• _EXERCISE GOAL_: Nothing but the lines from the one containing "Prevent User from" through the one containing "A user can upload", both included, should be given again, each exactly as written below.

• _RECORDS FOR THIS EXERCISE_:
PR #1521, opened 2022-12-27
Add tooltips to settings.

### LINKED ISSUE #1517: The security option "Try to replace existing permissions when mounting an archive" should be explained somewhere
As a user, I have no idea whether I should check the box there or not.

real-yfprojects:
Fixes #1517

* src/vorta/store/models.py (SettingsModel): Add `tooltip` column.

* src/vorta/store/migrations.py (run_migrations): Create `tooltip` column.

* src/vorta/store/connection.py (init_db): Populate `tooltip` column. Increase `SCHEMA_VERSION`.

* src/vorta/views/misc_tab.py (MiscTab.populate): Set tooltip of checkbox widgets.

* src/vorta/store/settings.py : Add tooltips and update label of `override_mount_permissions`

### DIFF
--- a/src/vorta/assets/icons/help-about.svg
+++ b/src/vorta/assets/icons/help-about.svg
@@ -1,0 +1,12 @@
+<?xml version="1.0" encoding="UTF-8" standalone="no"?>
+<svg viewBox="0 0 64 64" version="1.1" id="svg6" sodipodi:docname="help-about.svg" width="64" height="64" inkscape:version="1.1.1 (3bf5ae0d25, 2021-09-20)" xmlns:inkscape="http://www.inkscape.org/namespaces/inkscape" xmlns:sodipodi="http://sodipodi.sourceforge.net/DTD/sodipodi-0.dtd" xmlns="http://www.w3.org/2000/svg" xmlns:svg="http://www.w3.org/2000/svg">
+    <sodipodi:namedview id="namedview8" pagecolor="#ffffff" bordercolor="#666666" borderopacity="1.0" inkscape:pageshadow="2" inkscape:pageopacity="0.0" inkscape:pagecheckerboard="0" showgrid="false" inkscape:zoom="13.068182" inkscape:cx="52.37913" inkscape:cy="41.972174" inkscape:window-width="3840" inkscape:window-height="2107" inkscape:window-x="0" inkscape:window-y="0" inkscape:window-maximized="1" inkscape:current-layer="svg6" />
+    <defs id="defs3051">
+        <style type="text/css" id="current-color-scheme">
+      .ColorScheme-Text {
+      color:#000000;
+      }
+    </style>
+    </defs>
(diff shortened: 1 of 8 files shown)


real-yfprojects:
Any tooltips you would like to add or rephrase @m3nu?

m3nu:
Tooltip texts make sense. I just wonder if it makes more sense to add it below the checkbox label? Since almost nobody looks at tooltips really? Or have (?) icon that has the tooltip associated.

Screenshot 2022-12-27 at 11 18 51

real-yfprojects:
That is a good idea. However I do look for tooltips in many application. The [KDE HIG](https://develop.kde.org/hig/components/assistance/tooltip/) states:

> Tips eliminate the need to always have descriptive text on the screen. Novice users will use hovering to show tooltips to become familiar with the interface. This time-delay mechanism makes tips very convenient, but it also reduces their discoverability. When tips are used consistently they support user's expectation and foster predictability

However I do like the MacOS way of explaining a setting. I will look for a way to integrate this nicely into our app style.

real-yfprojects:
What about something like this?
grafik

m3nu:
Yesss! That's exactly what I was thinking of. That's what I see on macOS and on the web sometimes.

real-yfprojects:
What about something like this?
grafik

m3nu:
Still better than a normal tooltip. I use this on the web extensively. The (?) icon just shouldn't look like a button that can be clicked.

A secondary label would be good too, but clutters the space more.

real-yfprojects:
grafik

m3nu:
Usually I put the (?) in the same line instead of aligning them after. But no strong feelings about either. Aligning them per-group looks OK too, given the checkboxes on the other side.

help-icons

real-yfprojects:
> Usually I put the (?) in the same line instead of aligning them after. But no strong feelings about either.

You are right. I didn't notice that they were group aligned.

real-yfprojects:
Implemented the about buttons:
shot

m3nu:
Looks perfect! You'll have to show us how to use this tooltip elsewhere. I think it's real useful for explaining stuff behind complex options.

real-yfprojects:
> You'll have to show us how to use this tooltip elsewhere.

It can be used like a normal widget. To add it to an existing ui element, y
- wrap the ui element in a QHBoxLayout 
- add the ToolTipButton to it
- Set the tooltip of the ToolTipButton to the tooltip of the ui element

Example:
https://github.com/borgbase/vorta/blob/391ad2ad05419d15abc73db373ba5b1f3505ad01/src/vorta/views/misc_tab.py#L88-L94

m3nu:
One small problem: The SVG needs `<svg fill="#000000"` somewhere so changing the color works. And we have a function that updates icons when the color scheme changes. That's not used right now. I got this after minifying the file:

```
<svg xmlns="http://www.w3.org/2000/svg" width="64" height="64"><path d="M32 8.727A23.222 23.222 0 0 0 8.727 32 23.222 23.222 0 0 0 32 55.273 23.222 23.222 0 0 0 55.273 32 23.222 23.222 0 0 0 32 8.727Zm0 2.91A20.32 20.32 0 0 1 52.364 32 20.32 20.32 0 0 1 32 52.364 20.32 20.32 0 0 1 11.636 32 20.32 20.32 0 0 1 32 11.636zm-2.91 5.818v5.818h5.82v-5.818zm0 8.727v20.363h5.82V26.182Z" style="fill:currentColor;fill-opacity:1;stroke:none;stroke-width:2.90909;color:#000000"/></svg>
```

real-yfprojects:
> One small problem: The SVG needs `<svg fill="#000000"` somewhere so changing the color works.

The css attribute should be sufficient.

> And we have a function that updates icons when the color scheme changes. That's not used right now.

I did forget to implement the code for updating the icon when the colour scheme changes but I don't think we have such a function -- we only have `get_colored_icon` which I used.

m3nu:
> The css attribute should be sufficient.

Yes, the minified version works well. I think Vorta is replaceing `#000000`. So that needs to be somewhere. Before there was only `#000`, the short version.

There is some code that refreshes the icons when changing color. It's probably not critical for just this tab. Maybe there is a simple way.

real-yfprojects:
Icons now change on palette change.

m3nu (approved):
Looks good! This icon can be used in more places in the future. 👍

==

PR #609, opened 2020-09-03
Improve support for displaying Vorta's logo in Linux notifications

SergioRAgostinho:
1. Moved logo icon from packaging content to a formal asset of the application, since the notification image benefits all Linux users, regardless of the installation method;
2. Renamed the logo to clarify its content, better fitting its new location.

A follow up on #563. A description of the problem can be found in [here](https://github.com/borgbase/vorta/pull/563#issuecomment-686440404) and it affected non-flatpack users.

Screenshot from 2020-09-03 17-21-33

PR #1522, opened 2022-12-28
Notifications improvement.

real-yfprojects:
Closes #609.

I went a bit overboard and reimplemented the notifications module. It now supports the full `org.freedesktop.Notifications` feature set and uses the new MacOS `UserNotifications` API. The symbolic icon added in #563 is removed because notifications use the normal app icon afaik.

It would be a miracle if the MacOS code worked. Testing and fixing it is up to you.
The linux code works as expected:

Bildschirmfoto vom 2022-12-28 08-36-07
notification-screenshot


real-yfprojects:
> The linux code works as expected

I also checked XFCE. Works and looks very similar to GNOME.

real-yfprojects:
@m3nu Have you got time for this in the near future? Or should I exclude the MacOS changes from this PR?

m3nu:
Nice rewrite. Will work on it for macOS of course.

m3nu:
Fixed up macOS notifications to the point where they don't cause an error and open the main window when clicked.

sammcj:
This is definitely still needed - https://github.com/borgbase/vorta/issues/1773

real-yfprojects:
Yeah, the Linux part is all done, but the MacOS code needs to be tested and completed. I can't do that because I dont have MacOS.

---

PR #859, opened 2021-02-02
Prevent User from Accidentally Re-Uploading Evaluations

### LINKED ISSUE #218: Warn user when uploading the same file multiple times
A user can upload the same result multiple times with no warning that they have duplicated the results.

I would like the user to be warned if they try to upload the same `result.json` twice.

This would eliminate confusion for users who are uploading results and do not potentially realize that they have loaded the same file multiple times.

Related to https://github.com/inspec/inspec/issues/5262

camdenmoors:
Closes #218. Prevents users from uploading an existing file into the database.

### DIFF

• _WORKED SOLUTION_:
Prevent User from Accidentally Re-Uploading Evaluations

### LINKED ISSUE #218: Warn user when uploading the same file multiple times
A user can upload the same result multiple times with no warning that they have duplicated the results.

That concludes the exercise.